My memoirs were sullied to suit Twitter’s woke agenda

Perhaps this is a reflection of the sensitivity read’s origins in children’s and young adult fiction. There are good reasons for regulating children’s reading: it is foundational and formational and may be enforced by school choice or being read aloud to. It is genuinely important, there, to avoid oppressive stereotypes.

But Some Kids… isn’t a novel, nor written for children. Adults are able to put books down if they upset them, so their books may safely contain difficult ideas. I don’t, for example, agree with my Readers that the references to looks, attraction and sexuality in my book should be removed in case readers are hurt by a metaphor as a child might plausibly be. I think adults can endure bings being compared to boils. I also believe that physical human beauty empirically exists, is enormously important for adolescents, and that I can observe its currency and often destructive power, especially for young women, in the classroom. I make an explicit argument about this, which readers may disagree with.

Argument, though, is not a word the Readers use, or even something they seem to think I should be engaging in. “Please avoid generalisations about anyone,” snaps “Comment Button”, another Reader, from the margins, while Excel Reader trails a noisy stream of alerts, like a lorry reversing: “Chosen to make the stance/vent the opinion”, “Author gives her view”, “Author stance”.

I find Excel Reader irritating, but at least they acknowledge I am constructing a point of view. Comment Button, on the other hand, thinks I am accidentally misrepresenting the world because I am not aware of my “benevolent racism”. It’s exoticising, they say, when in my section on faith, I show a group of young people from diverse cultures and religions discussing the terrorist attacks of Paris 2015. “It is as if these children and their friendships are especially praiseworthy because of their backgrounds, rather than just treating them as people, as ‘normal’ children.”
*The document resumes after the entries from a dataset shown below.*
PR #39, opened 2019-09-15
Callbacks and redirects

pjforde1978:
# Feature

## Description

I've added support for callbacks and redirects. They ended up being very closely related in terms of implementation, so it made sense to do both.

The Ruby library now passes enough metadata back to the JS client that it can unpack the name of the calling Stimulus controller and the method that triggered the reflex. It uses this to obtain a reference to the correct controller and run the callback.

Implicitly, it will check the controller for the existence of a callback that follows the _onMethod_ naming convention. So if my reflex is "TodosReflex#edit" then it will go to the Todos controller and attempt to call the onEdit() method if it exists.

Explicitly, the developer can set @ callback in their Reflex class to indicate which callback should be called. This is useful if you have multiple reflexes which should call the same client-side callback - no need to repeat code.

The developer can also set @ redirect in their Reflex class to initiate a redirect. The client will test for the redirect and either redirect or launch the morph operation. It first tests for the presence of Turbolinks and will call Turbolinks.visit() on whatever they set @ redirect to; barring that, it will resort to the classic window.location assignment.

Sample PR is set up here:

https://github.com/hopsoft/stimulus_reflex_todomvc/pull/19

I added simple examples of how both @ callback and @ redirect would work in the TodosReflex class. They are currently commented out.

Note: I've sort of fallen out of love with the ability to supply your own customized StimulusReflexController. I no longer think that it's necessary and suggest it could be removed. Sorry for the false start.

## Why should this be added

Callbacks and redirects are necessary to build real web applications. I did this in a way that strongly borrows from Rails' philosophy of convention over configuration while allowing flexibility.

I strongly suspect that Nate will have strong opinions about how this should be implemented and won't be sad if this all goes away. My payoff is always in getting it working.

## Checklist


pjforde1978:
Not sure what's going on with Prettier and Standard linters, sorry! They are running on my end.

Also, always happy to give Zoom demos to anyone interested.

pjforde1978:
I agree that there could be an opportunity to add an operation to cable_ready for redirect; I hope that it checks for Turbolinks because that part of it registers as genuinely clever to me.

As for the API, my suggestion is that we try out both... possibly before you push it live so we have a chance to tweak it and debate pros and cons this time. :grinning:

My thoughts are these:

I love the implicit handling of predictably named events; taking a page from Rails here, big time. The convention part is powerful.

Unfortunately, callbacks - whether implicit or explicit as DOM events would require - are not optional so far as I can tell, and I consider that true on the client and server. My wait_for_it patch on the server is not a ton of code, but it's a pattern that compels the dev into proper use and without it things like responding to a long-running call are all but impossible. It's even worse on the client; there are things like setting focus which simply cannot be done via HTML.

Luckily, the amount of actual JS that people will have to write is quite small and we can provide excellent examples that demonstrate what those edge cases look like. For example, you can see how I slightly changed cancelEdit() to prevent the reflex event call from firing twice; once on the keydown and once on the blur.

Ultimately, my concern with every dev building their own event management cascade based on the after-morph event is that you'll end up with an increasingly ugly decision tree of custom logic that each dev will have a slightly different structure for.

In the battle between one event and a case switch, and a 1:1 world where every case has its own 1-3 liner, I like the granular approach.

It's also possible to allow both styles of API. However, DHH's voice suggests that only one of them should be the recommended default approach, even if you document the others.

Anyhow, we should both try to make some increasingly more elaborate examples to test both approaches before making a decision. I'm happy to have my opinion changed!

javascript/stimulus_reflex.js
```diff
@@ -21,7 +21,29 @@ const createSubscription = controller => {
...
+                );
+                if (
+                  data.operations.morph[0].callback &&
+                  typeof targetController[data.operations.morph[0].callback] === 'function'
+                ) {
+                  targetController[data.operations.morph[0].callback]();
+                } else {
+                  let method = data.operations.morph[0].method;
+                  method = 'on' + method.charAt(0).toUpperCase() + method.slice(1);
+                  if (typeof targetController[method] === 'function') {
```
pjforde1978: See how I do this?

PR #197, opened 2016-08-27
Upgrade lib x11 and other stuff

uli42:
This is not a real pull request. I just made it to inform you about my current state before leaving to vacation. This is a bit rough and not well tested..

It is based on the other upgrade_libX11 pull request. I have added lots of files I had simply forgotten previously (it is never good when you interrupt such work for some days). This lead to xserver no longer compiling because it uses softlinks to some files from libX11. I have not bothered to debug that. Instead I solved it like upstream does: use own copies. Doing that I discovered that xkbfile is also integrated using softlinks, so I worked on and could drop xkbfile completely by adding some of its files to the server tree (xkb dir) and some to the include dir, just as upstream does, too.
And while working on that I made xserver more independent of the rest by replacing external includes with own copies, just as upstream does.

Intermediate problems arose with makekeys which had needed to be called differently in the Makefile now.

Some fixes from Debian libX11 1.3.3 are also included, but should be added in a separate PR and removed from here. There are quite a couple of patches in debian's libX11 1.3.3 which I have identified but not included yet...

The parts where libX11 and xserver are decoupled should also be made separate PRs.

libX11 1.3.4 has a nls tree that is completely missing in NX. I am not sure if we should/need to port this. I have done nothing here yet.

I plan to clean this mess and make clean PR(s) when I am back but this will need some time...

So feel free to use this, clean it up, extract parts of it, whatever.


uli42:
superseeded by #214 and #215 as well as some other commits.

PR #198, opened 2016-09-21
move xkblib to xserver

uli42:
Upstream does not use xkbfile but has own copies of the required
files. It was not used elsewhere.


uli42:
is part of PR #199

Issue #200, opened 2016-09-22
Server build still referring to X11 includes


uli42:
Imake places dependencies to include files in the resulting Makefile. There you can see that the compilation refers to files in /usr/include/X11 even if we have our own copies of most of them:

```
for i in `find . -name Makefile`; do grep /usr/include/X11 $i; done | cut -d: -f2- | xargs -n1 | sort | uniq -c | grep /usr/include/X11 | sort -rn
    131 /usr/include/X11/Xmd.h
    129 /usr/include/X11/fonts/font.h
    102 /usr/include/X11/fonts/fsmasks.h
     76 /usr/include/X11/Xfuncproto.h
     61 /usr/include/X11/extensions/shapeconst.h
     46 /usr/include/X11/Xproto.h
     45 /usr/include/X11/extensions/shape.h
     40 /usr/include/X11/Xutil.h
     27 /usr/include/X11/Xdefs.h
     27 /usr/include/X11/fonts/fontstruct.h
     27 /usr/include/X11/fonts/fontproto.h
     26 /usr/include/X11/X.h
     22 /usr/include/X11/Xdmcp.h
     11 /usr/include/X11/extensions/shapeproto.h
      7 /usr/include/X11/extensions/xfixeswire.h
      6 /usr/include/X11/extensions/xfixesproto.h
      6 /usr/include/X11/extensions/damagewire.h
      4 /usr/include/X11/Xprotostr.h
      3 /usr/include/X11/extensions/shmproto.h
      3 /usr/include/X11/extensions/shm.h
      1 /usr/include/X11/extensions/Xext.h
      1 /usr/include/X11/extensions/shmstr.h
      1 /usr/include/X11/extensions/extutil.h
      1 /usr/include/X11/extensions/composite.h
```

But the young people were behaving in a special way that day: that’s why I wrote about it. I sincerely (Author taking a stance) found hope for humanity in the capacity they demonstrated for forgiveness and communication. I also believe (Author giving her view) that I am entitled to say so.

My Readers, though, have not been hired as literary people. They are there to help create a book that would play better on Twitter, not one that is better written. I struggle with all this. I baulk, perhaps snobbishly, at their language: the imprecision of phrases such as “feels like the kind of saying that could be deemed insensitive these days”, or “white knight tone/verve” (verve?).

It upsets me in particular when so many of their criticisms depend on it, that none of the Readers deploy the word “irony”, but use “sarcasm”, “jocular aside” and “subtlety” instead, always as negatives. Comment Button condemns my entire chapter on prizes as “it shows none of the adults involved in a good light”. Indeed, it doesn’t. They are being satirised, even though one of them was me.

Times change. In 1997, a second edition of my first poetry collection, Slattern, was published with Picador. I was thrilled, and immediately took a copy to show off at a festival in St Andrews. Two poems into reading from it, though, I was startled to discover the words had been changed.

A copy editor had decided my irony, commas and word choices were too eccentric, and had taken it upon himself to alter them in several poems. I emailed Picador, and the next morning found myself speaking (on a payphone) to the legendary Peter Straus, Picador’s publisher. He noted down each tiny adjustment himself and explained he would be ordering the pulping of the books, the carpeting of the copy editor and the printing of a new edition.